- **Task details**
The answer should hold nothing but the lines from the one with "Vignette on the" through the end of the listing below, each exactly as written.

-.-.-

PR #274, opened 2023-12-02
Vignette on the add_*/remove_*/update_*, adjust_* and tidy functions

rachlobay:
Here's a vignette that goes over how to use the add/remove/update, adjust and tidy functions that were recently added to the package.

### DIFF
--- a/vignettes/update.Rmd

-.-.-

- **Result of this exercise**
Vignette on the add_*/remove_*/update_*, adjust_* and tidy functions

rachlobay:
Here's a vignette that goes over how to use the add/remove/update, adjust and tidy functions that were recently added to the package.

### DIFF
--- a/vignettes/update.Rmd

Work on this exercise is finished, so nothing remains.